When gathering collaborators in OSS for design tasks there is an awareness from designers already in OSS that most designers are newer and looking to gain certain types of experience with their contributions. “This is a challenge because most designers looking to contribute are new designers and are contributing to open source to gain experience”. We observed this can be tricky for designer contributors for two key reasons — time and a sense of responsibility. The amount of time designers have to spend working on OSS is often limited, as they can end up spending time on design-adjacent tasks. When the additional designers are new designers, they often end up managing the design work and providing good tasks to supply newer designers with experience.
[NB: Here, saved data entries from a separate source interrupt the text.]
PR #481, opened 2020-10-04
cli: allow overriding of bitcoin rpc host during auto-detection

nioncode:
This allows to use the existing auto-detection mechanism from the bitcoin
data dir, but to use a different host than the default 'localhost' that
is used at the moment. This is helpful in docker environments where
specter-desktop and bitcoind run in separate containers, since it is not
possible to connect to another container through localhost (except when
sharing the host network in the containers, which is not recommended).
By providing the hostname of the bitcoind container as `--bitcoin-rpc-host`
and mounting the bitcoind data volume into the specter-desktop container,
auto detection from the bitcoin.conf / cookie file works again without
having to supply rpc user, password, host, and port manually.

### DIFF
--- a/src/cryptoadvance/specter/cli.py
+++ b/src/cryptoadvance/specter/cli.py
@@ -34,12 +34,26 @@ def cli():
 @click.option("--debug/--no-debug", default=None)
 @click.option("--tor", is_flag=True)
 @click.option("--hwibridge", is_flag=True)
-def server(daemon, stop, restart, force, port, host, cert, key, debug, tor, hwibridge):
+@click.option("--bitcoin-rpc-host")
+def server(
+    daemon,
+    stop,
+    restart,
+    force,
+    port,
+    host,
+    cert,
+    key,
+    debug,
+    tor,
+    hwibridge,
+    bitcoin_rpc_host,
+):
     # create an app to get Specter instance
     # and it's data folder
     app = create_app()
     app.app_context().push()
-    init_app(app, hwibridge=hwibridge)
+    init_app(app, hwibridge=hwibridge, bitcoin_rpc_host=bitcoin_rpc_host)
 
     # we will store our daemon PID here
     pid_file = path.join(app.specter.data_folder, "daemon.pid")
--- a/src/cryptoadvance/specter/rpc.py
+++ b/src/cryptoadvance/specter/rpc.py
@@ -142,7 +142,7 @@ def detect_rpc_confs_via_env():
     return rpc_arr
 
 
-def autodetect_rpc_confs(datadir=get_default_datadir(), port=None):
+def autodetect_rpc_confs(datadir=get_default_datadir(), port=None, host=None):
     """Returns an array of valid and working configurations which
     got autodetected.
     autodetection checks env-vars and bitcoin-data-dirs
@@ -157,6 +157,8 @@ def autodetect_rpc_confs(datadir=get_default_datadir(), port=None):
     available_conf_arr = []
     if len(conf_arr) > 0:
         for conf in conf_arr:
+            if host is not None and "host" not in conf:
+                conf["host"] = host
             rpc = BitcoinRPC(**conf)
             if port is not None:
                 if int(rpc.port) != port:
--- a/src/cryptoadvance/specter/server.py
+++ b/src/cryptoadvance/specter/server.py
@@ -41,14 +41,17 @@ def create_app(config="cryptoadvance.specter.config.DevelopmentConfig"):
     return app
 
 
-def init_app(app, hwibridge=False, specter=None):
+def init_app(app, hwibridge=False, specter=None, bitcoin_rpc_host=None):
     """  see blogpost 19nd Feb 2020 """
     # Login via Flask-Login
     app.logger.info("Initializing LoginManager")
     if specter is None:
         # the default. If not None, then it got injected for testing
         app.logger.info("Initializing Specter")
-        specter = Specter(DATA_FOLDER)
+        conf = {}
+        if bitcoin_rpc_host:
+            conf = {"rpc": {"host": bitcoin_rpc_host}}
+        specter = Specter(DATA_FOLDER, config=conf)
 
     # version checker
     # checks for new versions once per hour
--- a/src/cryptoadvance/specter/specter.py
+++ b/src/cryptoadvance/specter/specter.py
@@ -27,14 +27,11 @@ def get_rpc(conf, old_rpc=None):
         conf["autodetect"] = True
     rpc = None
     if conf["autodetect"]:
-        if "port" in conf:
-            rpc_conf_arr = autodetect_rpc_confs(
-                datadir=os.path.expanduser(conf["datadir"]), port=conf["port"]
-            )
-        else:
-            rpc_conf_arr = autodetect_rpc_confs(
-                datadir=os.path.expanduser(conf["datadir"])
-            )
+        rpc_conf_arr = autodetect_rpc_confs(
+            datadir=os.path.expanduser(conf["datadir"]),
+            port=conf.get("port"),
+            host=conf.get("host"),
+        )
         if len(rpc_conf_arr) > 0:
             rpc = BitcoinRPC(**rpc_conf_arr[0])
     else:


k9ert:
Thank you for the PR. Let me please try to understand your issue with the existing functionality. Why don't you simply set the existing env-vars instead of:
* specifying the additional newly created --bitcoin-rpc-host
* and mounting the datadir inside the specter-container

So to me your PR is a bit counterintuitive and only working in that specific scenario: From specters-perspective the rpc-host is somewhere else but on the same "machine" at the same time. However, why is it then separated in the first place? The beauty of docker is imho a clear separation.

The only advantage i see here is that you don't have to fiddle with the password which would be easy for a one-time-setup and also quite easy to automate in some sort of custom installation-procedure.
I guess you're using docker-compose here, right?

nioncode:
Honestly, I did not know about the env vars before digging into the code and applying my patch and then I was a bit confused why all of the env vars have to be supplied and not only partial env vars are allowed.

I guess this is done for simplicity, so that specter either a) connects on localhost with auto-detection, or b) connects to a given host that requires all parameters (host, port, user, password).

Yes, I'm using a docker-compose setup with the following `docker-compose.yml` (requires this PR):
```yaml
version: '3.8'
services:
  bitcoind:
    image: lncm/bitcoind:v0.20.1
    container_name: bitcoind
    volumes:
      - type: bind
        source: /storage/ssd/bitcoin
        target: /data/.bitcoin
    restart: unless-stopped
    stop_grace_period: 20m
    # Use the same ip subnet for rpcallowip as in the network
    # configuration at the bottom of this file to allow access
    # to the rpc interface to other containers.
    # Other containers can simply use the name of this container
    # (i.e. `bitcoind` to connect and don't need to specify the IP).
    command: -rpcallowip=172.28.0.0/16 -rpcbind=0.0.0.0 -testnet=1
  specter:
    # TODO: wait for PR (https://github.com/cryptoadvance/specter-desktop/pull/481) to get merged and released as new version and then go back to lncm/specter-desktop image and drop custom build
    #image: lncm/specter-desktop:v0.8.1
    build: specter-desktop
    container_name: specter
    command: --host 0.0.0.0 --force --bitcoin-rpc-host bitcoind
    restart: unless-stopped
    stop_grace_period: 5s
    volumes:
      - type: bind
        source: /storage/ssd/bitcoin
        target: /data/.bitcoin
      - type: bind
        source: /storage/ssd/specter
        target: /data/.specter
  nginx-proxy:
    image: nginx:alpine
    depends_on:
      - specter
    environment:
      - NGINX_PROXY_HOST=specter
      - NGINX_PROXY_PORT=25441
    volumes:
      - type: bind
        source: $PWD/nginx-reverse-proxy.conf.template
        target: /etc/nginx/templates/default.conf.template
      - type: bind
        source: $PWD/cert.pem
        target: /etc/nginx/ssl-cert.pem
      - type: bind
        source: $PWD/key.pem
        target: /etc/nginx/ssl-key.pem
    ports:
      - 80:80
      - 443:443

networks:
  default:
    ipam:
      config:
        - subnet: 172.28.0.0/16
```

So I guess instead of using my PR, it would also work by adding the `rpcuser` and `rpcpassword` to the bitcoind command line (which are deprecated though and might be removed in favor of `rpcauth` – which has to be calculated), and then setting the env variables (`BTC_RPC_USER`, `BTC_RPC_PASSWORD`, `BTC_RPC_HOST`, `BTC_RPC_PORT`, `BTC_RPC_PROTOCOL`) for specter-desktop, which would slightly complicate the setup, but not require adding more code to specter-desktop, which might be preferable.

k9ert:
> I guess this is done for simplicity, so that specter either a) connects on localhost with auto-detection, or b) 
> connects to a given host that requires all parameters (host, port, user, password).
Yes exactly! It's a bit lazy, we could definitely make that a bit more clever: If one is set, then defaults for the others are used, until the others are set as well.

> might be removed in favor of rpcauth
That's definitely a point. I'm not so familiar with rpcauth, though but i'm still convinced that one should decide whether to separate in containers or not. Avoiding the calculation looks like not doing either, or.

nioncode:
So I thought about this a bit more and played with the settings on the regular specter-desktop version (i.e. without my patch).

Without this patch, the following has to be done:
- run bitcoind with `rpcuser` and `rpcpassword` being set
- run specter-desktop with the same credentials in `BTC_RPC_USER` and `BTC_RPC_PASSWORD` env vars, and additionally set the `BTC_RPC_HOST`, `BTC_RPC_PORT`, and `BTC_RPC_PROTOCOL` variables
- if you are on testnet, you have to take care to set a different `BTC_RPC_PORT` depending on whether you run bitcoind on testnet or mainnet
- setting the variables will probably be taken care of with an `.env` file in docker-compose, so you have to be careful to not check this into version control

With my patch, the following has to be done:
- run specter with `--bitcoin-rpc-host` command line parameter
- mount the bitcoin data volume into the specter container (possibly even read-only), auto-detection takes care of the rest
- no credentials are part of the docker setup, every run of the container will create a new authentication cookie and everything will just work


From a user perspective, I feel like my approach is easier to configure, less error-prone and avoids potentially leaking credentials through the `.env` file. I think using the auto-detection is a nice way of connecting to bitcoind and if this mechanism could be preserved while overriding `localhost` with another host, then this would be great.

Since you don't seem to be against the idea in principle, maybe the following would be a better way to achieve the desired effect:
- do not use the new command line option
- instead, if `BTC_RPC_HOST` is set, simply use that instead of `localhost` when using auto-detection
- if all env vars are set use a connection that is exclusively specified with the env vars, just like it is now

k9ert:
> instead, if BTC_RPC_HOST is set, simply use that instead of localhost when using auto-detection

But that doesn't solve the main issue that you have: setting the password.

The general thing here is that i don't get for whom (other then you personally) this feature is for. See also the docker-compose-discussion where we discussed which person would potentially use this feature: A developer? An End-User?
User stories help here as they force you to the format "As someone of the role X i want to easily ...".
So for this change, we need to pin down the real-world-problem a bit more. See also:
https://hintjens.gitbooks.io/social-architecture/content/chapter4.html

nioncode:
> But that doesn't solve the main issue that you have: setting the password.

The password will be taken from the bitcoind cookie file as part of the auto-detection just like it is now. There is nothing more to do for the user.

> The general thing here is that i don't get for whom (other then you personally) this feature is for. See also the docker-compose-discussion where we discussed which person would potentially use this feature: A developer? An End-User?

This would make setting up a bitcoind + specter-desktop combination very easy for end-users that prefer to use docker (e.g. on a home server / NAS / single board computer, where using docker is usually very easy, but installing binaries directly might not be). The containers are separated from each other, but can easily communicate with each other through the default docker network of the compose file, and credentials are automatically detected and don't have to be provided. You can just take the docker-compose file as it and you are up and running without leaking your credentials if you copy-paste the docker-compose file around.

I outlined the concrete problem in my previous post. Obviously it is possible to make this work right now without my patch, but it just takes more configuration and is prone to leak credentials if the user is not careful. The same question ('which real-world problem does this solve') could be asked for why the environment variables even exist, since you can just go to the config file and change the values there, it is just more effort to do so.

nolim1t:
I think ENV variables do have its merit in docker setups. But I could probably set up an entrypoint in [this project](https://github.com/lncm/docker-specter-desktop) to pass on the env variables to as CLI switches as well if that will solve a lot of your issues. So the maintainers can focus more on their goals rather than get sidetracked.

Docker setups don't have a lot of place for desktops (particularly windows and mac where the implementation is shitty), but on IoT devices (such as the Pine64 Phone or Tab) or home linux servers such as the RPI which is gaining in popularity for full node projects for ease of building modules it might actually be useful.

k9ert:
I also think that docker (-compose) is for integrators, not so much end-users. For them, some more integration-work is a good trade-off to get a bit more security or better architecture.

> The same question ('which real-world problem does this solve') could be asked for why the environment variables even exist, since
> you can just go to the config file and change the values there, it is just more effort to do so.

Imho the justification is that the one who's specifying the ENV-vars might not be the one who controls the config-file (which is partially the one who has admin-rights on specter) and also not the end-user. So effectively it's a never-ending splitup of deciding for everyone whether to trust or to verify.

That was my intention for the Env-vars in the first place: The Env-var-operator (the one who starts the binary or is in control doing that indirectly) can suggest his trust and the admin of specter can decide to not trust but verify (turn off auto-detection and use his own node).

nioncode:
In what scenario has the operator of the ENV vars no control over the config file of specter?

I want to raise a separate question: is there any benefit of giving specter access to the bitcoind data directory except of the auto-connection? If there is, then I think it makes sense to mount the bitcoind data directory to the specter container regardless of my patch. And if the data directory is mounted anyways, then it makes sense to allow overwriting `localhost` in the auto-detection. If you would prefer to do this over a single env var, as proposed by me before, instead of a command line argument, please let me know.

To me it feels like you are strongly against this PR no matter what solution I propose, although I think it makes for a better user experience when one wants to use docker to set up a bitcoind + specter combination (whether this is a integrator that builds a box for end users or simply an end user like me who wants to use specter on a constrained device), since you don't have to fiddle with bitcoin rpc credentials at all.

k9ert:
> In what scenario has the operator of the ENV vars no control over the config file of specter?
I guess "control" is the wrong word. The admin can, at any point in time change the config which node is used. Therefore the user has "control" over that.

> is there any benefit of giving specter access to the bitcoind data directory except of the auto-connection?
As said, i only see drawbacks, mostly from a security point of view. The "solution" looks rather like a dirty hack to me.

> To me it feels like you are strongly against this PR no matter what solution I propose
It's the mounting of the data-dir which concerns me.

In the other PR, there is a clearer goal formulated but it seems to be a very similiar use-case. I'd suggest to close this PR and followup on the other PR. The use-case is definitely valid but we should really still respect docker-best-practices.

nioncode:
I'm closing this, since mounting the bitcoind volume seems to be not suggested (although it is the same as running specter on the same system) and use the env variables in my docker-compose file now.

nioncode:
Actually, I want to try one more time to convince people here that the feature is worth having, since I just found out that `bitcoin-cli` is now broken with the env variables, since it cannot get the authentication from the cookiefile anymore (since the cookie file is not created with hardcoded rpc user + password).

To fix bitcoin-cli, I'd need to:
- either a) move the credentials from the bitcoind command line arguments into `bitcoin.conf`, so that `bitcoin-cli` can parse them from there. This would then mean that the credentials must be specified twice, once in `bitcoin.conf` and once in either specter's env variables, or in specter's config file. Both options are not so nice, since it duplicates the credentials in two places, and it requires to keep them updated / in sync.
- or b) pass `rpcuser` and `rpcpassword` on the bitcoin-cli command line for each invocation, which seems equally unpleasant

So to summarize the current issues:
- it is very beneficial to run bitcoind with rpc authentication being setup through the default cookie file, e.g. to support painless interaction with bitcoin-cli
- however, when wanting to use the authentication file (i.e. auto-detection) with specter-desktop, it always chooses `localhost` as rpc host, which does not resolve correctly when bitcoind is running in a separate container
- if there would be a way to simply replace `localhost` with another host (in this case the container name of the container that runs bitcoind), everything would be solved without having to take care about the credentials AT ALL

Only real workaround right now:
- set up rpc credentials through bitcoin.conf + specter config separately, which requires modifying two files and keeping them in sync instead of modifying 0 config files with my patch

As you see the current way of things would require a much more complex setup to get things working smoothly, so I want to kindly ask to revisit your opinion to include this change (or an equivalent change that works through a single env var if you don't like the cli argument) in order to simplify setups and make them more robust and secure (since no credentials have to be configured at all and thus cannot accidentally be leaked when sharing bitcoin/specter config files) – instead of making them less secure as you implied (remember the bitcoin data dir could even be mounted read-only).

k9ert:
> ... so I want to kindly ask to revisit your opinion to include this change ...
It's not only about me. As a good maintainer i might even merge things which i'm not 100% convinced of because a lot of people make the same arguments. So, you should also convince others but i think there is a reason that we see so less engagement in this PR.

Imho it boils down to two things:
* It's not suprising that credentials need to be maintained in two places because that's why they are credentials. One is setting it and the other part part must know it to get success. For sure there is overhead involved for such kind of setups.
* Docker makes it possible to separate things. Merging them again via docker-magic is misusing docker.

Sorry, i hope you understand my reasoning here and i hope you could potentially engage in the other docker-things going on in the project.

k9ert:
Closing the PR. Outdated and no more engagement.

Many designers in the study expressed "wanting to do actual design work" so the responsibility that comes with onboarding new designers is high in terms of what they, as an established designer in the OSS project, feel they must do to provide a good experience.
Future hopes for a specific OSS project in this study, is that increasing designers working on OSS design tasks would “Reduce the pressure on me and the other active contributors”. We did not observe that increasing the number of designers working on OSS has an effect on the OSS during the sixteen week diary study period but we suspect the benefits extended beyond the sixteen week diary period. We would need to observe this beyond the sixteen weeks in this study to discover benefits and challenges.
Though more designers contributing to OSS means success, the specifics can be tricky: “Working with other designers (means it) can sometimes be hard to convey a consistent design style that you want to maintain”. When working with other designers doesn’t go smoothly, the subsequent "coordination and fixing of design" in order to retain consistency can be complicated labor and can unintentionally communicate an untrue lack of efficiency of design. When these complications arise, we can look towards the lack of support for design in OSS tooling and platforms as a hurdle.
The reality for most of the designers in OSS is that they are primarily working solo on design tasks. “Most of the time I ended up being the only one doing the designs as the rest of the team are mostly developers”. Most solo designers expressed great joy when able to collaborate with anyone and happily shared documents and diagrams that were collective efforts.
Aside from attracting other designers specifically to the OSS, on multiple occasions, one participant stated the need for product/project management and how they were consistently performing product management tasks. They described success in terms of getting a product manager to help by contributing “I need more organization for delegating what tasks need to be done -- i.e product manager!”.